* Exercise *
Only the lines holding the string "happen" are needed; copy each of them from the data.

── Data provided

PR #2538, opened 2024-08-05
#2322 Stop Election Office from unlocking early

### LINKED ISSUE #2322: Tribal gov step in domain request wizard gets skipped (shows as locked)
### Current Behavior

Tribal gov step in domain request wizard gets skipped (shows as locked) when it's the last unfilled step in an application you come to edit.

### Expected Behavior

Tribal gov step should not be locked when it is unfilled.

### Steps to Reproduce

1- Start an application
2- Select Tribal
3- Go to home page
4- Click edit on the application
5- See that Tribal Government has been skipped

### Environment

Stable
Staging

### Additional Context

Per Rachid: My guess is this is some bug in the logic that populates context for unlocked steps.

[Slack discussion](https://cisa-corp.slack.com/archives/C05BGB4L5NF/p1718068191072389)

### AC

- [ ] Solve this bug
- [ ] evaluate if any other conditional steps in our request flow are effected as well and ensure they are also fixed (break into a separate ticket if this balloons beyond the estimate for time to resolve)

### Issue Links

_No response_

Matt-Spence:
## Ticket

Resolves #2322 

## Changes
Removed a check in generic_helper that incorrectly assumes none values for is_election_board can only happen via manual tinkering. The combination of generic_org_type={Type which can be election org} + is_election_board=None can actually occur if only the generic org type was saved during the initial request creation (ie they backed out before saving the election yes/no). This normally doesn't matter much, it's effectively just a default no, but for instances like Tribal where there is a conditional form in between generic org and election org it makes election org become available early (because the None gets changed to False, which triggers the DB check that populates the sidebar with checks/locks).

- removed a check in generic_helper 
- Alter some tests that were built under the previous logic, and add new ones to make sure the new logic doesn't break things.

## Context for reviewers

Currently there is a bug that causes "Election Office" to unlock on the sidebar out of order. This is only really visible when selecting tribal for the generic org type, however. Steps to reproduce:

1. Create new request
2. Select Tribal
3. Save
4. Back out to the main page
5. Edit the request
6. Note that "Election Office" is unlocked on the sidebar even though it was not filled out.

Technically, election office is unlocking early for every org type (at least those that can have an election office). However, since it's the second step for most requests it doesn't look out of order. In practice it just looks like a default was populated and saved. However, it is noticeable on Tribal since that org type has a conditional form after saving the generic org.

Walk through the steps to reproduce, and note that election org no longer unlocks until all previous steps have been completed.

  - [ ] Chrome
  - [ ] Microsoft Edge
  - [ ] FireFox
  - [ ] Safari

- [ ] Checked behavior

  - [ ] Chrome
  - [ ] Microsoft Edge
  - [ ] FireFox
  - [ ] Safari

### DIFF
--- a/src/registrar/models/utility/generic_helper.py
+++ b/src/registrar/models/utility/generic_helper.py
@@ -245,7 +245,8 @@ class CreateOrUpdateOrganizationTypeHelper:
             if election_board_mismatch or org_type_mismatch:
                 message = (
                     "Cannot add organization_type and generic_org_type simultaneously "
-                    "when generic_org_type, is_election_board, and organization_type values do not match."
+                    "when generic_org_type ({}), is_election_board ({}), and organization_type ({}) values do not match."
+                    .format(generic_org_type, self.instance.is_election_board, organization_type)
                 )
                 logger.error("_validate_new_instance: %s", message)
                 raise ValueError(message)
--- a/src/registrar/models/utility/generic_helper.py
+++ b/src/registrar/models/utility/generic_helper.py
@@ -84,7 +84,6 @@ class CreateOrUpdateOrganizationTypeHelper:
         should_proceed = self._validate_new_instance()
         if not should_proceed:
             return None
-        
         # == Program flow will halt here if there is no reason to update == #
 
         # == Update the linked values == #
@@ -104,7 +103,6 @@ class CreateOrUpdateOrganizationTypeHelper:
     def _handle_existing_instance(self, force_update_when_no_changes_are_found=False):
         # == Init variables == #
         try:
-
             # Instance is already in the database, fetch its current state
             current_instance = self.sender.objects.get(id=self.instance.id)
 
--- a/src/registrar/models/utility/generic_helper.py
+++ b/src/registrar/models/utility/generic_helper.py
@@ -240,7 +240,7 @@ class CreateOrUpdateOrganizationTypeHelper:
             is_election_type = "_election" in organization_type
             can_have_election_board = organization_type in self.generic_org_to_org_map
 
-            election_board_mismatch = (is_election_type and (not self.instance.is_election_board or self.instance.is_election_board == None)) and can_have_election_board
+            election_board_mismatch = is_election_type and not self.instance.is_election_board and can_have_election_board
             org_type_mismatch = mapped_org_type is not None and (generic_org_type != mapped_org_type)
             if election_board_mismatch or org_type_mismatch:
                 message = (
--- a/src/registrar/models/utility/generic_helper.py
+++ b/src/registrar/models/utility/generic_helper.py
@@ -4,7 +4,6 @@ import time
 import logging
 from urllib.parse import urlparse, urlunparse, urlencode
 
-
 logger = logging.getLogger(__name__)
 
 
@@ -82,9 +81,13 @@ class CreateOrUpdateOrganizationTypeHelper:
 
     def _handle_new_instance(self):
         # == Check for invalid conditions before proceeding == #
-        should_proceed = self._validate_new_instance()
-        if not should_proceed:
+        try:
+            should_proceed = self._validate_new_instance()
+            if not should_proceed:
+                return None
+        except ValueError:
             return None
+        
         # == Program flow will halt here if there is no reason to update == #
 
         # == Update the linked values == #
@@ -104,6 +107,7 @@ class CreateOrUpdateOrganizationTypeHelper:
     def _handle_existing_instance(self, force_update_when_no_changes_are_found=False):
         # == Init variables == #
         try:
+
             # Instance is already in the database, fetch its current state
             current_instance = self.sender.objects.get(id=self.instance.id)
 
@@ -174,8 +178,8 @@ class CreateOrUpdateOrganizationTypeHelper:
             self.instance.organization_type = generic_org_type
         else:
             # This can only happen with manual data tinkering, which causes these to be out of sync.
-            if self.instance.is_election_board is None:
-                self.instance.is_election_board = False
+            # if self.instance.is_election_board is None:
+            #     self.instance.is_election_board = False
 
             if self.instance.is_election_board:
                 self.instance.organization_type = self.generic_org_to_org_map[generic_org_type]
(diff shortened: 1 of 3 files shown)


src/registrar/models/utility/generic_helper.py
```diff
@@ -249,6 +247,7 @@ def _validate_new_instance(self):
                     "Cannot add organization_type and generic_org_type simultaneously "
                     "when generic_org_type, is_election_board, and organization_type values do not match."
                 )
+                logger.error("_validate_new_instance: %s", message)
```
Matt-Spence, line 250: These aren't related to the issue, I just added them to help myself understand the code and thought it was worth leaving in.

src/registrar/models/utility/generic_helper.py
```diff
@@ -173,10 +172,6 @@ def _update_org_type_from_generic_org_and_election(self):
                 self.instance.is_election_board = None
             self.instance.organization_type = generic_org_type
         else:
-            # This can only happen with manual data tinkering, which causes these to be out of sync.
-            if self.instance.is_election_board is None:
-                self.instance.is_election_board = False
-
```
Matt-Spence, line 179: This turns out not to be true. If you back out after only filling out the generic org form, is_election_board will be None.

src/registrar/models/utility/generic_helper.py
abroddrick: For ease of troubleshooting if this occurs, I would print the values of these fields. Save a future dev the search time.

src/registrar/tests/test_models.py
```diff
@@ -1654,11 +1669,28 @@ def test_create_or_update_organization_type_existing_instance_updates_election_b
         self.assertEqual(domain_information.is_election_board, False)
         self.assertEqual(domain_information.organization_type, DomainRequest.OrgChoicesElectionOffice.CITY)
 
-        # Try reverting setting an invalid value for election board (should revert to False)
+    @less_console_noise_decorator
+    def test_create_or_update_organization_type_existing_instance_updates_election_board_to_none(self):
```
abroddrick, line 1673: These test names are very long, we may be competing with Java here. Can we shorten the name and add more into the comment. Great unit test comments follow the given/when/then story concept and while we don't enforce that as a must, those main points should ideally be covered in the comment if it's not immediately apparent. Here I don't think I would know exactly how election board would get updated to none using our system, if I hadn't seen the other comment you made.

src/registrar/models/utility/generic_helper.py
Matt-Spence: Good idea. Let me know if you like this formatting.

src/registrar/tests/test_models.py
```diff
@@ -1868,10 +1899,11 @@ def test_is_tribal_complete(self):
...
         self.domain_request.save()
         self.assertTrue(self.domain_request._is_tribal_complete())
-        self.domain_request.tribe_name = None
         self.domain_request.is_election_board = None
         self.domain_request.save()
-        # is_election_board will overwrite to False bc of _update_org_type_from_generic_org_and_election
+        self.assertFalse(self.domain_request._is_tribal_complete())
+        self.domain_request.tribe_name = None
+        self.domain_request.save()
         self.assertFalse(self.domain_request._is_tribal_complete())
```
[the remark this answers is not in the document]
Matt-Spence: Is_tribal_complete will fail if either tribe_name or is_election_board are None, but I didn't test the case you described because it's not possible with the normal request flow.

src/registrar/tests/test_models.py
```diff
@@ -1495,11 +1495,26 @@ def test_create_or_update_organization_type_existing_instance_updates_election_b
...
+    def test_create_or_update_organization_type_existing_instance_updates_election_board_to_none(self):
+        """Test create_or_update_organization_type for an existing instance."""
+        domain_request = completed_domain_request(
+            status=DomainRequest.DomainRequestStatus.STARTED,
+            name="started.gov",
+            generic_org_type=DomainRequest.OrganizationChoices.CITY,
+            is_election_board=False,
+        )
+        domain_request.is_election_board = True
+        domain_request.save()
```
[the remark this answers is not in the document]
Matt-Spence: That sounds like it would be testing the completed_domain_request function itself rather than the model. What would be the point of assigning is_election_board to false if the function would spit back a domain request where it updated to true before we even did anything?

Matt-Spence:
> Not to steal the thunder, I defer to Alysia on these things - but just thought I'd leave a few comments over a coffee break

All reviews are appreciated!

src/registrar/tests/test_models.py
Matt-Spence: Done. I also changed the initial is_election_office value to false, since that more accurately describes the situation where a request was only completed to the point of generic_org_type.

Matt-Spence: I made a few changes in addition to this after realizing that setting the initial value on creating a domain information object to False made it fail validation.

src/registrar/models/utility/generic_helper.py
```diff
@@ -219,12 +214,15 @@ def _update_generic_org_and_election_from_org_type(self):
...
-    def _validate_new_instance(self):
+    def _validate_new_instance(self) -> bool:
         """
         Validates whether a new instance of DomainRequest or DomainInformation can proceed with the update
         based on the consistency between organization_type, generic_org_type, and is_election_board.
 
         Returns a boolean determining if execution should proceed or not.
+
+        Raises: 
+            ValueError if there is a mismatch between organization_type, generic_org_type, and is_election_board
```
abroddrick, line 225: Love this!

src/registrar/models/utility/generic_helper.py
abroddrick: Unless I am missing it, I don't see you actually printing the values for those 3, just the message saying they don't match, did you mean to push a different change?

src/registrar/models/utility/generic_helper.py
```diff
@@ -242,13 +240,17 @@ def _validate_new_instance(self):
             is_election_type = "_election" in organization_type
             can_have_election_board = organization_type in self.generic_org_to_org_map
 
-            election_board_mismatch = (is_election_type != self.instance.is_election_board) and can_have_election_board
+            election_board_mismatch = (is_election_type and (not self.instance.is_election_board or self.instance.is_election_board == None)) and can_have_election_board
             org_type_mismatch = mapped_org_type is not None and (generic_org_type != mapped_org_type)
```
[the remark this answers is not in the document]
Matt-Spence: I did not know that, thanks for pointing it out!

src/registrar/models/utility/generic_helper.py
Matt-Spence: Check under the changes tab, it's showing up there but not under the conversation for whatever reason.

src/registrar/tests/test_models.py
Matt-Spence: @zandercymatics I accidentally typed False when I meant None here, I have updated the comment. Previously the assumption in validation was that is_election_board would always be a boolean value, hence is_election_type was compared directly to is_election_board. When the latter is None, that causes the check to always fail even though there are now valid states where is_election_board=None (even when the generic org type can technically have an election office).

────

* Written reply *
Removed a check in generic_helper that incorrectly assumes none values for is_election_board can only happen via manual tinkering. The combination of generic_org_type={Type which can be election org} + is_election_board=None can actually occur if only the generic org type was saved during the initial request creation (ie they backed out before saving the election yes/no). This normally doesn't matter much, it's effectively just a default no, but for instances like Tribal where there is a conditional form in between generic org and election org it makes election org become available early (because the None gets changed to False, which triggers the DB check that populates the sidebar with checks/locks).
             # This can only happen with manual data tinkering, which causes these to be out of sync.
-            # This can only happen with manual data tinkering, which causes these to be out of sync.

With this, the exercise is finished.